Now, take 250 calories from the 24 hrs prior to lifting, and eat them in the 24 hrs after lifting.
Think about your our effect and work out time and when you feel hungry, ect. So it may not be the meal right after working out, could be the next day lunch perhaps.
Do that a couple weeks to fine tune when you feel like you need the food.
This is likely eating almost your literal TDEE for that day.

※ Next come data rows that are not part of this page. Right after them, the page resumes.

Issue #206, opened 2020-10-27
Improve "multiple packages" label?


elibarzilay:
Currently, the multiple packages label is set if `dangerLevel` is `"MultiplePackagesEdited"`, but this is only for `nonTestPackagesTouched` so IIUC, it doesn't look at packages with test.  Should it be improved to appear whenever there are multiple packages regardless of test?

orta:
Good question, one answer:

 - Check for the highest popularity package for tests 
    e.g. I improve the types for x, but smaller libs who depend on x get a one liner update with no tests can be OK'd
    this could be a set of package maybe if there are multiple

I wonder how much this is also accounted for with the multiple package sign-off work, like if I sign off on the most popular lib that should probably be ok for the smaller ones?

elibarzilay:
OK, so I take it that this behavior (putting the multiple-files label based on `dangerLevel == MultiplePackagesEdited`) is as intended, and I also noticed that this is the subject of #155.

And the further improvement that you're suggesting is to assign this danger level when there are multiple packages that are either untested *or* critical -- right?

orta:
Yes!

Issue #155, opened 2020-07-19
Don't take test files into account when looking at whether a package affects multiple packages


orta:
See https://github.com/DefinitelyTyped/DefinitelyTyped/pull/46112

Could also do with changing the 3rd statement in the main message for multiple packages on the whole too

PR #215, opened 2020-11-03
More info shuffling and refactoring

elibarzilay:
* The code for a `dangerLevel` of `MultiplePackagesEdited` was broken:
  it used `noNulls` over a list of booleans, which means that
  `MultiplePackagesEdited` corresponded with just having multiple
  packages (not taking into account tests or criticals).  This changes
  the code to use just a simple count of packages for now.

  I tried to fix it, but that exposes a problem with `dangerLevel` in
  general: it is sometimes used as an indicator for a single package
  literally (eg, allow all owners to request a merge if it starts with
  "Scoped") and sometimes as a generic danger situation.  This is likely
  my fault since pretty much any use of it confused me (since it's
  defined as a hard-to-remember combination of different things).

  For the same reason, I think that it'd be best to try to remove it and
  use the information directly.  Some of the following changes are going
  in this direction.  I will revisit the issues around it when this is
  done (eg #206 / #155).

* Use an extended `editsInfra` field instead of `dangerLevel ===
  "Infrastructure"`.

* Working toward the above, move the `getDangerLevel` computation (and
  the `dangerLevel` field, and the `DangerLevel` type) to
  `ExtendedPrInfo` since there are no more uses of it in `pr-info`.  The
  next step is to split it into fields that express the relevant parts
  instead of a single level value.

* Move `authorIsOwner` from a `PrInfo` field to a computed
  `ExtendedPrInfo` one.  It's meaning is also changed: previously, it
  would be on if the author is an owner of *any* package, and now it's
  on if the author is an owner of *all* packages (if more than one).
  This currently affects only the corresponding label.  Two
  tests (45836, 45946) updated for this.

* Aggregate all review info into a single `getReviews` (much revised
  from `analyzeReviews`) that returns a `review: ReviewInfo[]`, holding
  all of the relevant information.  Remove all of the other fields, and
  add the ones that are needed into the `ExtendedPrInfo`.

  There are some minor diffeences --- for example, previously all stale
  reviews were kept, and now it's only one review kind per person so at
  most one stale review.  These differences only affect the derived
  information, but no test changes.

* Note that the computation of `approvalFlags` moved to `extendPrInfo`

Now shift 500 calories total that same manner.
Now you are eating in surplus during the repair and rebuild phase, and in deficit for the rest.
The swap between fat loss and LBM gain (perhaps even muscle) is slow at maintenance, but that can enhance it.
That's about the best you'll get not cutting or bulking.
Some have done a weekly schedule too.
One week less sets, reps, or weight, while eating at strong deficit.
Next week normal routine eating in good surplus.
Both of those are going to maintain muscle mass.0 -
^^^you got some sound advice there^^^
And I think it is awesome that you are bulking. It needs quite bit of guts to do that! And the results will be speaking for themselves!0 -
@Heybales: Thank you so much! That is just the answer I was looking for. I was reluctant about cutting because I really want to build muscle and I understand that its harder to do so at a deficit. Plus, I'm sooooooo hungry the day after I lift and its hard to eat at a deficit on those days! So, I'll be taking your advice. I already use the spreadsheet you posted, so that should help me to not go crazy from trying to calculate! thanks heaps!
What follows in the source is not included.